Problem statement =>
Pull each line containing "would" out of the listing below.

Exercise materials =>

PR #943, opened 2024-06-07
Begin to parse VARC glyphs

rsheeter:
Not done but a significant enough step I'd like to land it.

### DIFF
--- a/read-fonts/src/font_data.rs
+++ b/read-fonts/src/font_data.rs
@@ -179,6 +179,25 @@ impl<'a> Cursor<'a> {
         self.pos += n_bytes;
     }
 
+    /// Read a variable length u32 and advance the cursor
+    pub(crate) fn read_u32_var(&mut self) -> Result<u32, ReadError> {
+        let mut next = || self.read::<u8>().map(|v| v as u32);
+        let b0 = next()?;
+        // TODO this feels possible to simplify, e.g. compute length, loop taking one and shifting and or'ing
+        let result = match b0 {
+            _ if b0 < 0x80 => b0,
+            _ if b0 < 0xC0 => (b0 - 0x80) << 8 | next()?,
+            _ if b0 < 0xE0 => (b0 - 0xC0) << 16 | next()? << 8 | next()?,
+            _ if b0 < 0xF0 => (b0 - 0xE0) << 24 | next()? << 16 | next()? << 8 | next()?,
+            _ => {
+                // TODO: << 32 doesn't make sense. (b0 - 0xF0) << 32
+                next()? << 24 | next()? << 16 | next()? << 8 | next()?
+            }
+        };
+
+        Ok(result)
+    }
+
     /// Read a scalar and advance the cursor.
     pub(crate) fn read<T: Scalar>(&mut self) -> Result<T, ReadError> {
         let temp = self.data.read_at(self.pos);
@@ -261,6 +280,14 @@ impl<'a> Cursor<'a> {
     // end of a table.
     pub(crate) fn remaining_bytes(&self) -> usize {
         self.data.len().saturating_sub(self.pos)
+    }
+
+    pub(crate) fn remaining(self) -> Option<FontData<'a>> {
+        self.data.split_off(self.pos)
+    }
+
+    pub fn is_empty(&self) -> bool {
+        self.pos >= self.data.len()
     }
 
     pub(crate) fn finish<T>(self, shape: T) -> Result<TableRef<'a, T>, ReadError> {
--- a/read-fonts/src/tables/varc.rs
+++ b/read-fonts/src/tables/varc.rs
@@ -8,21 +8,230 @@ pub use super::{
 
 include!("../../generated/generated_varc.rs");
 
+/// Let's us call self.something().get(i) instead of get(self.something(), i)
+trait Get<'a> {
+    fn get(self, nth: usize) -> Result<&'a [u8], ReadError>;
+}
+
+impl<'a> Get<'a> for Option<Result<Index2<'a>, ReadError>> {
+    fn get(self, nth: usize) -> Result<&'a [u8], ReadError> {
+        self.transpose()?
+            .ok_or(ReadError::NullOffset)
+            .and_then(|index| index.get(nth).map_err(|_| ReadError::OutOfBounds))
+    }
+}
+
 impl<'a> Varc<'a> {
+    /// Friendlier accessor than directly using raw data via [Index2]
     pub fn axis_indices(&self, nth: usize) -> Result<PackedDeltas, ReadError> {
-        let Some(axis_indices_list) = self.axis_indices_list() else {
-            return Err(ReadError::InvalidCollectionIndex(nth as u32));
+        let raw = self.axis_indices_list().get(nth)?;
+        Ok(PackedDeltas::consume_all(raw.into()))
+    }
+
+    /// Friendlier accessor than directly using raw data via [Index2]
+    ///
+    /// nth would typically be obtained by looking up a [GlyphId] in [Self::coverage].
+    pub fn glyph(&self, nth: usize) -> Result<VarcGlyph<'_>, ReadError> {
+        let raw = Some(self.var_composite_glyphs()).get(nth)?;
+        Ok(VarcGlyph {
+            table: self,
+            data: raw.into(),
+        })
+    }
+}
+
+/// A VARC glyph doesn't have any root level attributes, it's just a list of components
+///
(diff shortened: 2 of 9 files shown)


read-fonts/src/tables/varc.rs
```diff
@@ -8,21 +8,230 @@ pub use super::{
...
+    ///  * HarfBuzz [VarComponent::get_path_at](https://github.com/harfbuzz/harfbuzz/blob/0c2f5ecd51d11e32836ee136a1bc765d650a4ec0/src/OT/Var/VARC/VARC.cc#L132)
+    // TODO: do we want to be able to parse into an existing glyph to avoid allocation?
+    fn parse(table: &Varc, cursor: &mut Cursor<'a>) -> Result<Self, ReadError> {
+        let raw_flags = cursor.read_u32_var()?;
+        let flags = VarcFlags::from_bits_truncate(raw_flags);
+        // Ref https://github.com/harfbuzz/boring-expansion-spec/blob/main/VARC.md#variable-component-record
+
+        // This is a GlyphID16 if GID_IS_24BIT bit of flags is clear, else GlyphID24.
+        let gid = if flags.contains(VarcFlags::GID_IS_24BIT) {
+            let gid = cursor.read_be::<Uint24>()?.get().to_u32();
```
cmyr, line 108: you can use `read` instead of `read_be`, the only difference is that `read_be` returns `BigEndian<T>` and `read` returns `T` (handling the conversion). `read_be` only exists for codegening certain records that we can't zerocopy because they have variable size, but the types expect the `BigEndian` wrapper.

can open an issue to clarify this on the docs of `read_be`.

read-fonts/src/font_data.rs
```diff
@@ -179,6 +179,34 @@ impl<'a> Cursor<'a> {
         self.pos += n_bytes;
     }
 
+    /// Read a variable length u32 and advance the cursor
+    pub(crate) fn read_u32_var(&mut self) -> Result<u32, ReadError> {
```
cmyr, line 183: Is this particular variable-length u32 encoding going to be used in more than just Varc? If not, I think this logic would make more sense as a function in the varc module... I think it's higher-level than the cursor itself, and the logic is easy to implement without really needing any access to cursor internals (anything with access to  `&mut cursor` can handle it.)


not a big deal in any case, but it feels _slightly_ out of place.

read-fonts/src/tables/varc.rs
```diff
@@ -8,21 +8,230 @@ pub use super::{
...
+            };
+            (Some(axis_indices_index), deltas)
+        } else {
+            (None, None)
+        };
+
+        let axis_values_var_index = if flags.contains(VarcFlags::AXIS_VALUES_HAVE_VARIATION) {
+            Some(cursor.read_u32_var()?)
+        } else {
+            None
```
cmyr, line 146: not huge savings, but these can also be written as,
```suggestion
let axis_values_var_index = flags
            .contains(VarcFlags::AXIS_VALUES_HAVE_VARIATION)
            .then(|| cursor.read_u32_var())
            .transpose()?;
```

read-fonts/src/tables/variations.rs
```diff
@@ -390,24 +390,28 @@ impl<'a> ExactSizeIterator for PackedPointNumbersIter<'a> {}
 #[derive(Clone, Debug)]
 pub struct PackedDeltas<'a> {
     data: FontData<'a>,
+    // How many values we expect
     count: usize,
 }
 
 impl<'a> PackedDeltas<'a> {
+    pub fn new(data: FontData<'a>, count: usize) -> Self {
```
cmyr, line 398: does this need to be pub-pub? could it be pub(crate)? If pub, are there any invariants we should document?

read-fonts/src/tables/variations.rs
```diff
@@ -448,36 +452,53 @@ impl DeltaRunType {
...
+    }
 }
 
 impl Iterator for DeltaRunIter<'_> {
     type Item = i32;
 
     fn next(&mut self) -> Option<Self::Item> {
+        if let Some(limit) = self.limit {
+            if limit == 0 {
+                debug_assert!(
```
cmyr, line 483: a `debug_assert!`???

cmyr (approved):
some notes inline but overall looks sane!

read-fonts/src/tables/varc.rs
```diff
@@ -8,21 +8,230 @@ pub use super::{
 
 include!("../../generated/generated_varc.rs");
 
+trait RawNth<'a> {
```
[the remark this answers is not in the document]
rsheeter: I'm of the opinion left to right is more legible, first_step.second_step instead of reading inside-out, second(first()).

read-fonts/src/font_data.rs
rsheeter: Interesting. To me it's just like any of the cursor ops and fits more naturally there than anywhere else but I guess it's somewhat subjective. Fwiw I had it in varc and had _exactly_ the same feeling: it felt slightly out of place.

read-fonts/src/tables/varc.rs
```diff
@@ -8,21 +8,230 @@ pub use super::{
...
+    fn nth(self, nth: usize) -> Result<&'a [u8], ReadError>;
+}
+
+impl<'a> RawNth<'a> for Option<Result<Index2<'a>, ReadError>> {
+    fn nth(self, nth: usize) -> Result<&'a [u8], ReadError> {
+        let Some(index) = self else {
+            return Err(ReadError::InvalidCollectionIndex(nth as u32));
+        };
+        let index = index?;
+        index.get(nth).map_err(|_| ReadError::OutOfBounds)
```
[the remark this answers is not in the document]
rsheeter: I use transpose so rarely I evidently forgot it exists. I like that better, so updated.

read-fonts/src/tables/varc.rs
rsheeter: Can confirm I was initially unclear whether I could safely use read or not. I think I concluded I could and updated to do so. Updated _almost_ everything I suppose. Will update.

read-fonts/src/font_data.rs
```diff
@@ -179,6 +179,34 @@ impl<'a> Cursor<'a> {
...
+
+    /// Read the next byte and advance the cursor
+    fn read_u8(&mut self) -> Result<u8, ReadError> {
+        let Some(v) = self.data.bytes.get(self.pos) else {
+            return Err(ReadError::OutOfBounds);
+        };
+        self.pos += 1;
+        Ok(*v)
+    }
+
```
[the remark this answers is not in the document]
rsheeter: Nope! This is a copy/paste error from a point in editing when I had reinvented some of cursor. Deleted.

read-fonts/src/tables/varc.rs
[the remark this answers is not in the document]
rsheeter: Also added a comment

read-fonts/src/tables/varc.rs
```diff
@@ -8,21 +8,230 @@ pub use super::{
...
 include!("../../generated/generated_varc.rs");
 
+trait RawNth<'a> {
+    fn nth(self, nth: usize) -> Result<&'a [u8], ReadError>;
+}
+
+impl<'a> RawNth<'a> for Option<Result<Index2<'a>, ReadError>> {
+    fn nth(self, nth: usize) -> Result<&'a [u8], ReadError> {
+        let Some(index) = self else {
+            return Err(ReadError::InvalidCollectionIndex(nth as u32));
```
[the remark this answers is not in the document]
rsheeter: Hm. No, not really. We didn't even get to use nth. Will update the error.

read-fonts/src/tables/varc.rs
```diff
@@ -8,21 +8,230 @@ pub use super::{
...
+    pub fn glyph(&self, nth: usize) -> Result<VarcGlyph<'_>, ReadError> {
+        let raw = Some(self.var_composite_glyphs()).nth(nth)?;
+        Ok(VarcGlyph {
+            table: self,
+            data: raw.into(),
+        })
+    }
+}
+
+/// I'm just a happy little blob full of components
```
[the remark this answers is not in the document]
rsheeter: Onit!

read-fonts/src/tables/variations.rs
rsheeter: Good catch, updated to `pub(crate)`

read-fonts/src/tables/variations.rs
rsheeter: I miss having log, I want the equivalent of warn. Maybe debug_assert is a little more firepower than warn ... removed it .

Expected output =>
+    /// nth would typically be obtained by looking up a [GlyphId] in [Self::coverage].
cmyr, line 183: Is this particular variable-length u32 encoding going to be used in more than just Varc? If not, I think this logic would make more sense as a function in the varc module... I think it's higher-level than the cursor itself, and the logic is easy to implement without really needing any access to cursor internals (anything with access to  `&mut cursor` can handle it.)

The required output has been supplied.